Assim, a Igreja entrou “no circuito” desse debate porque nada do humano é alheio a ela, e menos ainda quando falamos da vida. Por isso a Igreja se solidariza, como o Bom Samaritano, tornando-se “próxima” das pessoas que sofrem, que são agredidas, que têm carências de ideais e sentido, carências de pão, teto, saúde, etc. (só para ilustrar, vejam a ajuda enviada pelo Papa a grupos de muçulmanos no Iraque). Por isso, eu lamento absolutamente e torno minha a dor de muitas mães que passaram pela experiência da gravidez de crianças anencéfalas. Como em muitas outras coisas, nós todos sabemos que não necessitamos experimentar o mal para saber que é mal. Não precisamos assistir a todas as novelas da TV para saber que a banalidade e superficialidade são animadas por elas. Não precisamos consumir crack para saber que desse jeito estamos ganhando um lugar no cemitério. Não preciso votar em um “coronel nordestino” para saber que ele não resolverá radicalmente situações de extrema pobreza.

Quando somos capazes de sintonizar e entrar em comunhão com as pessoas com as quais nos relacionamos, as suas experiências se tornam para nós “experiências vicárias”.

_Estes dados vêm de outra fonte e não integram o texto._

PR #476, opened 2021-04-20
Have Object.setOwnerOf return the object

cpcallen:
This is to make it conform to the custom established by `Object.setPrototypeOf` and `Object.defineProperties`, and allows code like:

```JS
obj = Object.setOwnerOf(
          Object.setPrototypeOf(
              Object.defineProperties({
                key: 'value',
              }, {
                key: {enumerable: false},
              ),
              myProto),
          myOwner);
```

Not pretty - but pretty useful in some cases, such as in the editor.


NeilFraser (approved):

cpcallen:
Thanks!

PR #477, opened 2021-04-20
Update dependencies, including to Node.js v14

cpcallen:
Update Acorn, Closure Compiler to the latest available npm version, and update our code to run on Node.js v14, which finally includes `WeakRef` as standard.

Also fix some compile warnings, create some more and fix most of them, and fix some tests.

Left for a future PR are one compile warning and one test failure, both of which concern buggy code in `Dumper`.

### DIFF
--- a/server/externs/WeakRef.js
+++ b/server/externs/WeakRef.js
@@ -24,20 +24,6 @@
 
 /**
  * @constructor
- * @param {T} target
- * @template T
- */
-// TODO(cpcallen): Make T bounded to {!Object} once closure-compiler
-// supports bounded generic types.
-var WeakRef = function(target) {};
-
-/**
- * @return {T}
- */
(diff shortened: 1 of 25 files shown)


server/externs/WeakRef.js
```diff
@@ -16,52 +16,37 @@
  */
 
 /**
- * @fileoverview Closure Compiler externs for the new tc39 WeakRef and
- *     FinalizationGroup API https://github.com/tc39/proposal-weakrefs
+ * @fileoverview Closure Compiler externs for the new ES2020  WeakRef and
```
NeilFraser, line 19: Looks like an extra space here.

NeilFraser (approved):

server/externs/WeakRef.js
cpcallen: Fixed.

PR #478, opened 2021-04-21
Dumper code-generation improvements: use .write's var_args and .exprForCall_

cpcallen:
* Use `Dumper.prototype.write`'s ability to accept variable numbers of arguments to avoid sting concatenation where possible.
* Introduce `Dumper. prototype.exprForCall_` to simplify generation of calls to builtin functions.
* Fix test of `Dumper.prototype.dump` that was broken when code to dump `Server` `.timeLimit`s added in 91d3959  (PR #453)

### DIFF
--- a/server/dumper.js
+++ b/server/dumper.js
@@ -198,14 +198,14 @@ Dumper.prototype.dump = function() {
   // Dump all remaining bindings.
   this.global.dump(this);
 
-  // Dump listening sockets.
+  // Dump listening Servers.
   for (var key in this.intrp2.listeners_) {
     var port = Number(key);
-    var listener = this.intrp2.listeners_[port];
+    var server = this.intrp2.listeners_[port];
     this.write(this.exprForBuiltin_('CC.connectionListen'), '(',
-               String(port), ',',
-               this.exprFor_(listener.proto), ', ',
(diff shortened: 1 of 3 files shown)


cpcallen:
As we discussed when reviewing a previous Dumper PR.

server/dumper.js
```diff
@@ -279,19 +280,25 @@ Dumper.prototype.exprFor_ = function(value, ref, callable, funcName) {
...
   if (key) {
     var quoted = code.quote(key);
     return callable ? '(new ' + quoted + ')' : 'new ' + quoted;
   }
-  // New object.  Create and save referece for later use.
-  if (!ref) throw Error('Refusing to create non-referable object');
+
+  // Seems to be a new object.  Check it really doesn't exist already
+  // and that it will be referenceable.
+  if (objDumper.proto !== undefined) throw new Error('object already exists');
```
NeilFraser, line 299: "throw new Error" here, "throw Error" below.  Pick one.

NeilFraser (approved):

server/dumper.js
cpcallen: Style guide says to use "new".  I think

PR #480, opened 2021-04-23
Tidy up testcases.js

cpcallen:
Numerous mostly-reformatting changes to `server/tests/testcases.js`:

* Run `clang-format` on the file to fix various formatting sins.
* Remove extraneous blank lines between testcases.
* Reduce simple testcases to a single line (and put source on the same line as the `src:` tag).
* Remove `name`s from testcases where it is the same as `src` or where it does not contribute any useful information about the purpose of the test.
* Fix formatting of the testcase source code itself:
  * Consistently indent source code by +2 spaces compared to surrounding testcase.
  * Apply certain [styleguide](https://google.github.io/styleguide/jsguide.html) rules regarding whitespace, line breaks, etc.
* Make selective improvements to testcase naming and comments.
* Don't use table-driven tests (within a single testcase) unnecessarily.
  * There are still some cases of table-driven tests where we are checking for certain errors being thrown, which is harder to to concisely as a top-level testcase.

Also:

* Backport a doc fix for `regexps.identifier` in `server/code.js` from the core.
* Add two tests concerning setting anonymous FunctionExpression `.name` properties by property assignment.

### DIFF
--- a/.clang-format
+++ b/.clang-format
@@ -1,0 +1,3 @@
+Language:        JavaScript
+BasedOnStyle:    Google
+ColumnLimit:     80
--- a/server/code.js
+++ b/server/code.js
@@ -69,9 +69,10 @@ regexps.string = new RegExp('(?:' + regexps.singleQuotedString.source + '|' +
 regexps.stringExact = new RegExp('^' + regexps.string.source + '$');
 
 /**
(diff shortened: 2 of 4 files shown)


cpcallen:
OK, it took a few tries to get everything committed the way I intended, but this is now ready for review.

NeilFraser (approved):

PR #486, opened 2022-02-03
Fix `Object.keys`, improve `Object.assign`

cpcallen:
* Fix the `Object.keys` builtin, which was previously returning the same thing as `Object.getOwnPropertyNames`—i.e., including non-enumerable properties.
* Improve the `Object.assign` polyfill:
  * Use `Object.keys` (now fixed!) to obtain list of enumerable own keys, and iterate over that rather than using a `for in` loop.  This avoids having to check whether the keys are own keys or inherited.
  * Make `Object.assign` non-enumerable.
* Add tests.

### DIFF
--- a/server/interpreter.js
+++ b/server/interpreter.js
@@ -693,7 +693,7 @@ Interpreter.prototype.initObject_ = function() {
           typeof value === 'string') {
         // No boxed primitives in Code City.
         throw new intrp.Error(state.scope.perms, intrp.TYPE_ERROR,
-            'Boxed primitives not supported.');
+            'boxed primitives not supported');
       } else if (value === undefined || value === null) {
         return new intrp.Object(state.scope.perms);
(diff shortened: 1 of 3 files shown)


cpcallen:
@NeilFraser: PTAL.

server/interpreter.js
```diff
@@ -693,7 +693,7 @@ Interpreter.prototype.initObject_ = function() {
           typeof value === 'string') {
         // No boxed primitives in Code City.
         throw new intrp.Error(state.scope.perms, intrp.TYPE_ERROR,
-            'Boxed primitives not supported.');
```
NeilFraser, line 696: In my experience, JS errors don't have trailing punctuation.

cpcallen: And indeed I removed it.

PR #1271, opened 2023-04-24
New Infographic BTCPayServer Usecase.md

### LINKED ISSUE #1050: Add better visual for the `UseCase.md` and provide visual examples of people using BTCPay
Following up on #996 I think the infographic doesn't really convey information well, it looks odd and text-heavy. Instead of infographic, I suggest we add images of user-groups for paragraphs where this fits. This would include person using BTCPay point of sale app, online shop accepting BTCPay, freelancer requesting bill, etc. I think showcasing btcpay in a wild tells a better story than infographic.

webwworthy:
Updated use case flyer infographic.

closes #1050


Bas02:
When looking at the page Great job! Visual is much better than before. 
However, one comment, the QR goes towards Opensats as talked about, but there's no text above describing why. 

Please add according to our notes.

Bas02:
LGTM!

PR #1276, opened 2023-05-01
UseCase: Fix API link

### LINKED ISSUE #1274: Broken link in usecase.md
Just logging an issue someone reported, and I was able to replicate on iphone.

> Link pointing to greenfield api in usecase.md is broken when you click on the greenfield API, it only works after refresh

dennisreimann:
Closes #1274.


pavlenex (approved):
tack

PR #1279, opened 2023-05-04
Adding markdown-it plugin to parse alt attrs also as title.

ndeet:
I played a bit ping pong with ChatGPT and came up with a markdown-it plugin, to fix the title tag as discussed in dev call and on #1264 

- parses images and uses the found alt text and adds it as title
- you can still override the title according to mardown spec with double quotes like I did in the Guide.md as example `BTCPay Server`
- not sure about when prettier would change double quotes to single quotes, it works for me locally so it seems to be no problem as long as it keeps double quotes?

**Youtube**
For youtube videos if we would want to do that there too we would need to adjust the replaceYoutubeLinks in the preprocess here I think: https://github.com/btcpayserver/btcpayserver-doc/blob/master/docs/.vuepress/preprocessMarkdown.js#LL70C20-L70C20

It adds a link as wrapper to an iframe, the iframe title (which does not show up). If the alt attribute is available there we would need to adjust the regex to get it and set the title in the link tag to make it show up on mouseover.


dennisreimann (approved):
Added titles to the videos as well and updated the YT replacement script so that it works with either single or double quotes. The latter should be seen more as a nice to have and we should simply stick to using the standard Markdown syntax for the alt texts.

dennisreimann:
Yup, we can then also continue to run `prettier` every once in a while. I find that it helps to keep the formatting consistent.

PR #1282, opened 2023-05-16
Add kukks' plugins

dennisreimann:
Mr. Kukks went through the effort to create documentation for his plugins, we should display them more prominently.


Kukks (approved):
sexy, danke

PR #1318, opened 2023-07-31
Change c-lightning reference to CLN, minor fixes

ndeet:
- c-lightning to CLN
- remove Ptarmigan reference
- fix minor typos/wording


dennisreimann (approved):
Thatnks, looks good. Minor nitpick: the frequent "(CLN)" use seems a bit superfluous.

ndeet:
Yes I could reduce a few occassions and only leave it on the general pages and only mention it once on the LN FAQ but I thought it will be good for search and SEO so that stuff gets found when entered in the searchbar. Can change if you think it is too much.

E em todo este assunto a Igreja se aproxima tanto da mãe como da criança, que muitas vezes é esquecida: ela também tem direitos, embora não tenha voz… por isso a Igreja assume também o “brado” deste tipo de pessoas excluídas.

Por que entrei neste debate? Porque a criança anencéfala continua a ser uma pessoa, dentro ou fora do ventre materno. Suspender a gravidez de uma criança nessa situação será sempre suspender a sua vida. Ninguém tem esse direito. (Pelo mesmo motivo, sou contra a pena de morte.). O feto, desde sua concepção, é uma pessoa distinta da mãe. Uma pessoa que recebeu de Deus o dom da vida e o direito de viver pelo tempo que o Criador determinar. Na Igreja acreditamos nisso: Ele é Pai Criador, Ele infunde a vida e chama a sua presença do jeito que Ele acha melhor, para o bem de todos, embora algumas vezes não entendamos suficientemente alguns acontecimentos dolorosos. Esse é o drama que Camus expressa em “A peste”: nessa obra o escritor levanta o grito hodierno que pergunta pelo sentido do sofrimento humano e do mal.

A Igreja tem resposta para essa angústia: no âmago dela está o amor sem limites de Deus que se faz homem, identificando-se conosco até a morte, e vencendo essa limitação, abrindo-nos um horizonte de verdadeira esperança. Por isso, para compreender melhor toda esta questão, é necessário aproximar-se segundo esta perspectiva: isto coloca o debate jurídico e/ou moral dentro do seu verdadeiro contexto, o filosófico-teológico (a teologia é ciência, lembremos Maritain). Porém, insistir nisto seria estender-se demais para esta circunstância.
Dentro deste debate plural, tentarei dizer mais alguma coisa, voltando a linha de argumentação anterior.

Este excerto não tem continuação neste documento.